Instructions for the task
From the entries below, transcribe exactly the lines between the line holding "- one active" and the line holding "Tested this on", inclusive; skip all other lines.

Material shown

PR #49, opened 2026-06-21
[codex] mt76: parse MT7927 MLO EML capabilities

Ashcal9669:
Keep the MT7925 MLO path aware of the MT7927 EML capability shape, with MT7927-gated capability parsing and negotiated EMLSR handling inside the existing mt7925 code path.

This follows the same upstream direction as the other mt7925-based MT7927 work rather than a standalone mt7927 module.

Validation:
  - make -j4
  - one active associated 6 GHz / 320 MHz MLO link on fresh reboot

### DIFF
--- a/mt7925/main.c
+++ b/mt7925/main.c
@@ -284,6 +284,11 @@ int mt7925_init_mlo_caps(struct mt792x_phy *phy)
 	ext_capab[0].eml_capabilities = phy->eml_cap;
 	ext_capab[0].mld_capa_and_ops =
 		u16_encode_bits(0, IEEE80211_MLD_CAP_OP_MAX_SIMUL_LINKS);
+	if (is_mt7927(phy->mt76->dev)) {
+		ext_capab[0].mld_capa_and_ops =
+			u16_encode_bits(1, IEEE80211_MLD_CAP_OP_MAX_SIMUL_LINKS) |
+			IEEE80211_MLD_CAP_OP_FREQ_SEP_TYPE_IND;
+	}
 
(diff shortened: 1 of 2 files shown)


Lucid-Duck:
Tested this on a real MT7927 today with a capability dump, and the EML parsing is reading the wrong bytes.

The first two parts look fine. The part I'd push back on is the parse_eml_cap change. On the 7927 the EML data is the same 12-byte layout that's documented, and the eml_cap value at offset 4 reads 0x0000, exactly like the 7925. The new code reads offset 2 instead, which sits in the reserved area, and on both chips those bytes happen to have the bottom bit set (0x0001 on the 7927, 0x0201 on the 7925). That switches EMLSR on even though the firmware reports it off. On the 7925 that's a real change to a shipping chip, so I'd put that read back to the documented offset 4.

That said, the chip_cap part is fixing something real. On the firmware I have here (build 20260414), the 7927 doesn't report a CHIP_CAP entry at all, so chip_cap stays 0, the MLO setup bails out early, and the 7927 ends up with no MLO. So turning MLO on for the 7927 is the right call. I'd just put it behind the is_mt7927 check and set MLO_EN there, and leave EMLSR alone for now, since the field reads 0. If the 7927 really does support EMLSR, I'd rather switch it on from a clear signal than from the reserved bytes.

Answer section
  - one active associated 6 GHz / 320 MHz MLO link on fresh reboot

### DIFF
--- a/mt7925/main.c
+++ b/mt7925/main.c
@@ -284,6 +284,11 @@ int mt7925_init_mlo_caps(struct mt792x_phy *phy)
 	ext_capab[0].eml_capabilities = phy->eml_cap;
 	ext_capab[0].mld_capa_and_ops =
 		u16_encode_bits(0, IEEE80211_MLD_CAP_OP_MAX_SIMUL_LINKS);
+	if (is_mt7927(phy->mt76->dev)) {
+		ext_capab[0].mld_capa_and_ops =
+			u16_encode_bits(1, IEEE80211_MLD_CAP_OP_MAX_SIMUL_LINKS) |
+			IEEE80211_MLD_CAP_OP_FREQ_SEP_TYPE_IND;
+	}
 
(diff shortened: 1 of 2 files shown)


Lucid-Duck:
Tested this on a real MT7927 today with a capability dump, and the EML parsing is reading the wrong bytes.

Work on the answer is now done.